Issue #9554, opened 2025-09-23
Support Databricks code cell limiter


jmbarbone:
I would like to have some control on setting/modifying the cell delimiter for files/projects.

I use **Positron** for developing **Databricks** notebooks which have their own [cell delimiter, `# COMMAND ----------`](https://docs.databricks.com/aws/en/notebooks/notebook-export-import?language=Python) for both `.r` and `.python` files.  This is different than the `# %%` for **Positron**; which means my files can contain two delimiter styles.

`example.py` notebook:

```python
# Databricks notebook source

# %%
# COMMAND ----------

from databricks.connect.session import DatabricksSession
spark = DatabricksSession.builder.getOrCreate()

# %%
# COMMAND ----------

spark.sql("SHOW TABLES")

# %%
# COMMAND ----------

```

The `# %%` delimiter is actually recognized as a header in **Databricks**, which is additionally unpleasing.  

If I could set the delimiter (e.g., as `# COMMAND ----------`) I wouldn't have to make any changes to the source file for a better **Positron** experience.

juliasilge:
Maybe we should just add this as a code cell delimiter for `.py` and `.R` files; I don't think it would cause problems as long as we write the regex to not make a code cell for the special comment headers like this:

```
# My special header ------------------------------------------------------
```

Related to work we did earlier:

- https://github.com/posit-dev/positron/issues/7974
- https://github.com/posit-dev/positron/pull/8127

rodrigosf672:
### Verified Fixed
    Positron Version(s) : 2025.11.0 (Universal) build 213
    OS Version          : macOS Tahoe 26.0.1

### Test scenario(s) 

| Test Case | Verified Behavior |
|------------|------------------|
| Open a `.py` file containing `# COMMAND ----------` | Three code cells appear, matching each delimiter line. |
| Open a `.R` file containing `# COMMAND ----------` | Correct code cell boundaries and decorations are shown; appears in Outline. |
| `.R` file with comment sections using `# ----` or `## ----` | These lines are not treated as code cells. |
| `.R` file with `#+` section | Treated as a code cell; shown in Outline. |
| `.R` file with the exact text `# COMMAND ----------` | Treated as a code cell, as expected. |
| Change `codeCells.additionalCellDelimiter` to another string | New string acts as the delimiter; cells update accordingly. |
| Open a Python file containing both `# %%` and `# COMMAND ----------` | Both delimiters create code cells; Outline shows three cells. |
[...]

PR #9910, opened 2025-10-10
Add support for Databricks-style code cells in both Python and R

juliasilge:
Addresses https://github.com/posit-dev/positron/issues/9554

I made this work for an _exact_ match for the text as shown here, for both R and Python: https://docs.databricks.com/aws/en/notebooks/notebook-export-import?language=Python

--

■ REQUIRED WORK ■
Some lines of the records above contain the word "like". How many are there? Reply with the number alone.

■ WRITTEN ANSWER ■
2